Publié le Communiqués de presse

L’équipe « Myopathies inflammatoires et thérapies innovantes ciblées »  de l’Institut de Myologie à l’hôpital Pitié-Salpêtrière, AP-HP, dirigée par le Pr Olivier Benveniste, a mis en évidence une nouvelle classification des myosites, maladies inflammatoires du muscle. Désormais, 4 nouveaux types de myosites, prenant en compte tous les critères cliniques des patients, sont définis. Ces travaux impliquant des équipes de recherche de l’Institut de Myologie, de l’Inserm, de l’AP-HP et de Sorbonne Université, publiés ce jour dans la revue JAMA, ouvrent la voie à un diagnostic fiable et à des traitements personnalisés.

Les myosites (ou myopathies inflammatoires) constituent un groupe de maladies rares auto-immunes du muscle, c'est-à-dire des maladies dans lesquelles le système immunitaire, chargé de protéger l’organisme contre des attaques extérieures (microbe, virus…), se dérègle et s’attaque à l'organisme (ici le muscle). Elles concernent entre 3 000 et 5 000 adultes et enfants en France.

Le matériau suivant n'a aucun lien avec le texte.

PR #25, opened 2019-10-30
re-organize everything to a cmake project structure

HubertD:
This PR moves almost all files (except the ones in src/) to match a halfway modern cmake structure.

I consider something like this a must as I'm fed up with Makefiles and eclipse as an IDE.
Having cmake enables the use of IDEs like vscode, qtcreator and clion.

I can compile, link and run the cmake project on a STM32F072 discovery board;
USB-Part seems to work well, however I don't have the setup at hand to test CAN functionality.
Would be great if someone could verify everything still works at least as well as it did before.

There is another PR in the queue (branch update_st_libs) that builds on this PR and updates all ST libraries (HAL and USB Device lib) and as well throws out a lot of unneeded third party code.
Don't have a replacement (yet) for ST USB Device lib and it's silly license, though :-(


fenugrec:
Some comments :

#### -Werror
On arm-none-eabi-gcc 9.2 , having the -Werror option causes the build to fail with a few lines of
` error: listing the stack pointer register 'sp' in a clobber list is deprecated`
coming from the STM32_HAL CMSIS code. Suggested fix : 
1. remove -Werror until the HAL code is updated, or
2. (better) add -Wno-deprecated to the compile flags, until HAL code is updated

#### flash target
There is no longer a "flash-${target}" shortcut to run dfu-util, but adding this to CmakeLists.txt seems to do the trick : (I added the -R flag to have dfu-util reset the target)
```
function(add_flash_target target)
	add_custom_target(
		flash-${target} dfu-util -d 1d50:606f -a 0 -R -s 0x08000000 -D ${target}.bin
	)
endfunction()

....
add_executable(candleLight_fw ${SOURCE_FILES})
 ...
add_flash_target(candleLight_fw)

```

I'm currently testing and it appears to brick my stm32f042-based device - it doesn't enumerate and I need to reset into the builtin USB-DFU bootloader.

libs/STM32_HAL/CMakeLists.txt
```diff
@@ -0,0 +1,113 @@
...
+    include/cmsis
+    include/stm32f0xx
+    include/cmsis/device
+    config/
+)
+
+add_library(STM32_HAL_STM32F042x6 OBJECT ${SOURCES} src/cmsis/startup_stm32f042x6.S)
+    target_include_directories(STM32_HAL_STM32F042x6 PUBLIC ${INCLUDE_DIRS})
+    target_compile_options(STM32_HAL_STM32F042x6 PRIVATE -Wno-unused-parameter)
+    target_compile_definitions(STM32_HAL_STM32F042x6 PUBLIC STM32F072xB)
```
fenugrec: Aha ! this needs to be
`target_compile_definitions(STM32_HAL_STM32F042x6 PUBLIC STM32F042x6)`

my thing still doesn't enumerate though. WIP

HubertD: Hrm. Same with my candleLight with STM32F072. Does not enumerate.
Usb works, though, with my update_st_libs branch...

HubertD:
canfdtest works with the update_st_libs branch.
maybe I should drop this one and directly go to update_st_libs?

fenugrec:
Yeah, I think that would be ok - if canfdtest works on your f072 target, it should work on f042 maybe requiring only the tweaks you added today. I'll test your update_st_libs in a few minues

normaldotcom:
Haven't gotten a chance to compile/test this on 042 yet, but the cmake setup looks super clean.

 Is there any particular way you have tested functionality/throughput in the past? It would be interesting to have some sort of scripted test that can be run to verify that things are working properly--I've made some Python scripts to do some testing, but mostly for testing packet tx/rx and not actual throughput.

fenugrec:
At my end, F042 fails to compile on the update_st_libs branch, due to too much RAM usage (!? something changed in the linker scripts wrt heap size I think, it's on my TODO list to check. Which makes me want to statically allocate the FIFOs and get rid of the heap, but that will be a different PR !)

canfdtest with two devices gives a sanity check but no performance info. We might be able to script something with some of the can-utils tools though.

HubertD:
> due to too much RAM usage
Entirely possible, but interestingly doesn't happen on my machine (tm).
You're building with a GCC9 toolchain, right? Which one? Custom-built?
[my linker scripts base on the ones from the gnu-arm-gcc toolchain, come from my libreucpp project and leave, besides stack and heap, 2.5K RAM on F042, and 4K on F072]

I'd link to see malloc() getting banned from the firmware, but you're right, that's for later.
And I really have to dig into linker scripts sooner or later, as I think HEAP_SIZE should not be statically assigned, but calculated from RAM_SIZE-STACK_SIZE-(all statically allocated stuff)

HubertD:
As for a quick fix, reducing __STACK_SIZE and/or __HEAP_SIZE in the F042 linker script should do the trick, though I don't understand where the rest of the RAM goes.

HubertD:
> canfdtest with two devices gives a sanity check but no performance info. We might be able to script something with some of the can-utils tools though.

Don't have the equipment at home right now, but running canfdtest together with canbusload gives (at high bitrates) a good indication on performance imho.

fenugrec:
> You're building with a GCC9 toolchain, right? Which one? Custom-built?
Just 9.2.0, pre-packaged from my distro
https://www.archlinux.org/packages/community/x86_64/arm-none-eabi-gcc/

Can you paste the size summary of your build of candlelight ? After reducing __HEAP_SIZE, @ 11debf4 (update_st_libs), I get
```
   text	   data	    bss	    dec	    hex	filename
  12648	    528	   2184	  15360	   3c00	candleLight_fw
```
the bss section is huge; there's a few monster structs that take up the most of that 2k:
```
$ arm-none-eabi-nm candleLight_fw --print-size --size-sort | grep " b " -i
...
address    size       
200009ec 0000008c b _global_atexit0
200007c8 00000200 b USBD_StrDesc
20000290 00000274 b hpcd_USB_FS
20000504 000002c4 b hUSB
```
interestingly, @ f24a409 (only the cmake PR) , the usage looks like
```
20000150 00000200 B USBD_StrDesc
20000350 00000220 B hpcd_USB_FS
200005bc 00000224 B hUSB
```
Those USB structs took on a lot of weight in the update !

So, with update_st_libs + minor tweaks, it runs on F042, enumerates properly. But canfdtest only works for a short while before failing with data mismatches (??). 

Back to this PR : I found out why the vectors don't end up in the binary: libs/STM32_HAL/src/cmsis/startup_stm32f042x6.S is not being compiled at all. It has to do with ASM not being "enabled" for the project, I'm looking into it.

fenugrec:
Ah ! Can you try this, on this branch without update_st_libs : 
change root CMakeLists.txt  project() to
`project(candleLightFirmware C ASM)`

seems to work here. If that works for you, then we can merge this, then continue working on udpate_stlibs

HubertD:
adding ASM to project languages seems to work on my F072 discovery, though I can't test CAN right now.
@fenugrec if it work's for you, let's merge this one!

Si toutes les myosites ont une composante auto-immune, chacune possède des mécanismes de déclenchement qui lui sont propres. Jusqu’à présent, la classification identifiait 3 types de myosites (polymyosite, dermatomyosite, myosite à inclusions) selon un système de classification établi en 1975 puis mis à jour en 2017 (critères ACR,/EULAR des Rhumatologues) et fondé essentiellement sur des critères cliniques et histologiques. Le Pr Olivier Benveniste, responsable de l’équipe « Myopathies inflammatoires et thérapies innovantes ciblées » à l’Institut de Myologie, suivant quotidiennement des patients depuis 20 années à l’hôpital Pitié-Salpêtrière, AP-HP, a identifié des erreurs diagnostiques graves liées à cette classification incomplète et, de fait, non-homogène, de ces pathologies générant parfois même des erreurs dans le traitement donné aux patients. Certains patients diagnostiqués par erreur comme ayant une myosite à inclusions ont pu être ainsi traités avec une forte dose de corticoïdes alors que ces derniers aggravent leur état.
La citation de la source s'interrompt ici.